■ What you are asked to do: Stop after the line containing "contexts (~2 sites)": print each line exactly from the first line of the listing up to that point.

■ Records for this exercise:

Issue #74, opened 2026-04-25
[chore]: code-fix sweep for react-hooks 7.1 / eslint 10 expanded recommended set


jackmusick:
## Background

`eslint-plugin-react-hooks@7.1` and `eslint@10` ship an expanded recommended preset that adds:

- `react-hooks/set-state-in-effect` — `setState` calls in effect bodies (~40 sites)
- `react-hooks/refs` — ref access during render (~6 sites)
- `react-hooks/immutability` — direct mutation of state (~3 sites)
- `react-hooks/incompatible-library` — hooks called in incompatible contexts (~2 sites)
- `react-hooks/error-boundaries` — bad error boundary patterns (~1 site)
- `@eslint/js`'s `preserve-caught-error` — rethrows that lose `cause` (~8 sites)
- `no-useless-assignment` (~1 site)

Total: ~60 lint errors across ~30 files.

These are real signals, not noise — silencing them in eslint config would be a regression.

## Why this is being filed now

PR #72 (the npm minor-and-patch group bump) included `eslint-plugin-react-hooks` 7.0.1 → 7.1.1, which surfaced these errors and broke its CI. PR #73 added an ignore rule pinning the plugin at 7.0.x until this sweep lands.

PRs #61 (eslint 10) and #65 (typescript 6) were also closed for related reasons — both blocked on upstream peer-dep tightening.

## Scope

- Fix all current call sites (the list will be re-derived once we install plugin 7.1+ in a worktree)
- Where a `setState` in an effect is intentional (e.g., syncing external state), use the `set-state-in-effect`-suppressed pattern documented in the plugin (typically `useSyncExternalStore` or a callback ref)
- Where a `setState` is a code smell (cascading render), refactor to derive the state from props or memo
- For `preserve-caught-error`, add `cause` to rethrown errors
- For `react-hooks/refs`, move ref reads into effects or event handlers
- After fixing, remove the ignore rule for `eslint-plugin-react-hooks` and `eslint-plugin-react-refresh` from `.github/dependabot.yml` and let Dependabot land the bumps

## Estimated effort

~1 day of focused work. The fixes are mostly mechanical per category but require reading each effect to confirm the pattern.

## Acceptance

- `npm run lint` passes with `eslint-plugin-react-hooks@^7.1` and `eslint-plugin-react-refresh@^0.5` installed in a worktree
- Eslint 10 also passes (verify in same worktree by bumping `eslint` and `@eslint/js` to 10)
[...]

PR #86, opened 2026-04-25
fix(client): code sweep for eslint 10 + react-hooks 7.1 (gates #74)

jackmusick:
## Summary

Per issue #74. Lands the code-side fixes needed before bumping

■ Result for this task:
Issue #74, opened 2026-04-25
[chore]: code-fix sweep for react-hooks 7.1 / eslint 10 expanded recommended set


jackmusick:
## Background

`eslint-plugin-react-hooks@7.1` and `eslint@10` ship an expanded recommended preset that adds:

- `react-hooks/set-state-in-effect` — `setState` calls in effect bodies (~40 sites)
- `react-hooks/refs` — ref access during render (~6 sites)
- `react-hooks/immutability` — direct mutation of state (~3 sites)
- `react-hooks/incompatible-library` — hooks called in incompatible contexts (~2 sites)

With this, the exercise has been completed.